Focusing on British Columbia's carbon tax introduced in 2008, I find that the tax didn't trigger a significant emission increase in other, unregulated provinces. To put it in numbers, for every 1% drop in BC's emissions, there was only a small 0.06% increase in other provinces. The explanation for the missing leakage is that it isn’t easy for businesses to compete across provincial borders due to pre-existing internal trade barriers. Trade barriers make it difficult for consumers to change suppliers, which maintained the competitiveness of BC businesses in the aftermath of the tax.

Can Natural Gas Pipelines Handle Weather-Induced Demand Shocks?

The last chapter of my PhD dissertation examines the efficiency of natural gas pipeline networks. In this work (co-authored with Yanyou Chen and Adam Wyonzek at the University of Toronto), we investigate if natural gas pipeline networks are capable of handling large increases in supply from unexpected periods of high demand such as those that occur during extreme weather conditions.

We show that the organization of pipeline networks can lead to situations in which gas does not flow to meet demand due to various constraints.
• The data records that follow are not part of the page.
PR #875, opened 2018-05-18
Add recommendation about exposing admin port plus minor cleanup in README.md

doxiao:
@mriccell

### DIFF
--- a/OracleWebLogic/samples/12213-webtier-apache/README.md
+++ b/OracleWebLogic/samples/12213-webtier-apache/README.md
@@ -55,7 +55,7 @@ Start an Apache container by calling:
 
 Now you can access the WebLogic Admin Console under **http://localhost/console** (default to port 80) instead of using port 7001. You can access the console from a remote machine using the weblgoic admin server's `<admin-host>` instead of `localhost`.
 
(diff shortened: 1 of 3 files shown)


OracleWebLogic/samples/12213-webtier-apache/README.md
```diff
@@ -82,6 +82,19 @@ To look at the Docker Container logs run:
...
+While it is natural to expose web applications outside a container, exposing administrative features like the WebLogic Administration Console and a T3 channel for WLST should be given more careful consideration. Similar to running a domain in a traditional data center, the same kind of considerations should be taken into account while running a WebLogic domain in a Docker container, for example:
+
+* Only expose those protocols and ports that need to be exposed.
+* Use secure protocols (HTTPS, T3S, and such).
+* Use custom channels to restrict the protocols that are exposed.
+* Is load balancing required?
+* Is certificate-based integrity needed?
+* How will users authenticate?
+* Is the network channel encrypted?
+
```
mriccell: Merge three bellow bullets:

These include various means to controlling access through T3 protocol, such as:

- Running HTTP on a separate port from T3 and other protocols.
- Not exposing T3 ports outside the firewall (i.e., expose only HTTP).
- Not enabling HTTP tunneling for T3.

If it is necessary to expose T3 outside the firewall, using two-way SSL and connection filters to ensure that only known clients can connect to T3 ports.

This is because pipeline capacity is allocated through long-term contracts.

Shippers use these contracts to reserve pipeline capacity prior to a pipeline's construction. They are frequently needed to finance large pipeline projects. However, long-term contracts can cause situations in which a pipeline cannot meet demand, not because of physical constraints, but because of contractual ones. This happens when consumers who own long-term capacity are not the ones who face the increase in demand.

In this context, we are interested in the role of a secondary market unique to the U.S., where shippers can lease and rent capacity in daily auctions. During extreme weather conditions like the cold wave in Texas (February 2021) and California (February-March 2019), shippers facing the demand increase rent pipeline capacity in this secondary market from less affected shippers. However, most shippers involved in this secondary market are marketers. And here's the twist – each market has a dominant marketer. These dominant marketers use their capacity to flow natural gas, which they sell to consumers and retailers who need it. This market concentration incentivizes dominant marketers to strategically capacity to raise prices.

Thus, there is a trade-off: while market power is concerning, the existence of a secondary market improves the allocation of natural gas. We argue that the Canadian pipeline system would benefit from a similar secondary market for capacity as unanticipated demand shocks become more common.